If rider A rides 30kph toward rider B who is riding 22kmp, at what time with they lay down The V?
I think the most exciting Christmas present I ever received as a child was an Avocet 30 in what must have been 1989. Being in Minnesota and it being December, it meant my bike was going nowhere near the road any time soon, so I kept the silver dollar-sized computer in my pocket wherever I went, just so I could look at it, touch it, and imagine how much I was going to look like Greg LeMond now that I had this computer. My heart broke a little bit that next summer when I realized he had abandoned the Avocet in favor of a Ciclomaster CM34 with a built in gradient meter and altimeter. Perhaps this signalled the beginning of the end of my love affair with data on my bike; it faded almost as soon as it had begun.
I have a Garmin 810 which I use primarily on rides with whose routes I’m unfamiliar, or on any gravel ride in the mountains for safety reasons. It makes me feel like I’m riding with my iPhone on my handlebars. It probably has Facebook on it. While riding, it serves as a constant distraction; how much have I climbed, how much longer is the climb, where is the next turn. Even when I know a turn is coming up and precisely where it is, I still find myself distracted by the little changes on the screen as the directions flicker across.
The background noise serves as constant static between me and the sanctity of the ride, always there simmering just below the surface. What bothers me about it is that these questions are raised by the availability of the data, not by a need to have the questions answered.
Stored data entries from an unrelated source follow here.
PR #527, opened 2018-10-18
Stop scaling the production apps when shipping

adgad:
🐿 v2.7.0

## What
Stop trying to scale production apps when deploying.

## Why

Heroku have changed something in their stack, so that when preboot is enabled (as it is and needs to be on all of our apps), trying to scale just after deploying will throw an error. This only happens if the current production formation is different to the specified formation in the service registry.

This leads to confusing behaviour in CI, where the deploy step will go red - even though the app has been deployed.

This resolves https://github.com/Financial-Times/next/issues/150

We have also discussed in https://github.com/Financial-Times/next/issues/182 whether keeping scaling information in code is even necessary. (tl;dr - no)

## Next Steps
- [ ] Remove all the formation information from next-service-registry

### DIFF
--- a/tasks/ship.js
+++ b/tasks/ship.js
@@ -86,33 +86,6 @@ function task (opts) {
 		log.info('Promote slug to production');
 		yield pipelines.promote(apps.staging);
 		log.success('Slug promoted');
-		if(opts.scale){
-			log.log('scale enabled');
-			let source = appName;
-			let scaleTasks = [
-				scale({
-					source:source,
-					target:apps.staging,
-					registry: REGISTRY_URI
-				}),
-				scale({
-					source:source,
-					target:apps.production.eu,
-					registry: REGISTRY_URI
-				})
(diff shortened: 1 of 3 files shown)


kitkat119:
@adgad I don't get what that was doing in the first place? Why was it trying to scale staging and prod after they had already been deployed? Was the service reg specifying different number of dynos for some apps?

adgad:
@taktran Yeah I wasn't sure about that. I'll get rid of it.

@kitkat119 Excellent question. So there's two bits of scaling going on:

1) scale up the staging app before testing, then scale down after finishing. This is I guess to save money since we don't need staging all the time, so we should keep this.

2) scaling the production apps to whatever service registry says. Most of the time the apps should already be the same, so scaling won't do anything. I guess the main purpose of this was so whenever we manually change the formation of an app, it will scale back to the "defined" level when we deploy.

PR #529, opened 2018-10-31
Use delete app api rather than delete review app api  🐿 v2.10.3

taktran:
Delete app api seems to be more thorough than delete review app.

Sometimes a review app can be stuck in a `deleting` state, and even sending further requests to delete the review app don't do anything. Deleting with the app api seems to work all the time though.

Some example data of the `deleting` limbo state: https://financialtimes.slack.com/archives/CD68S13LP/p1540981485044000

Brad Wiggins reportedly crashed out of the Giro d’Italia because he was staring at his power meter data, wondering if it was accurate. This was not a relevant question to be asking when descending a mountain pass in the rain.
Riding is one of the few opportunities we have where we can escape the internet, data, and the noise of our daily lives. Data has its place in Cycling, but there is an undeniable liberation in untethering and riding just for the sake of riding.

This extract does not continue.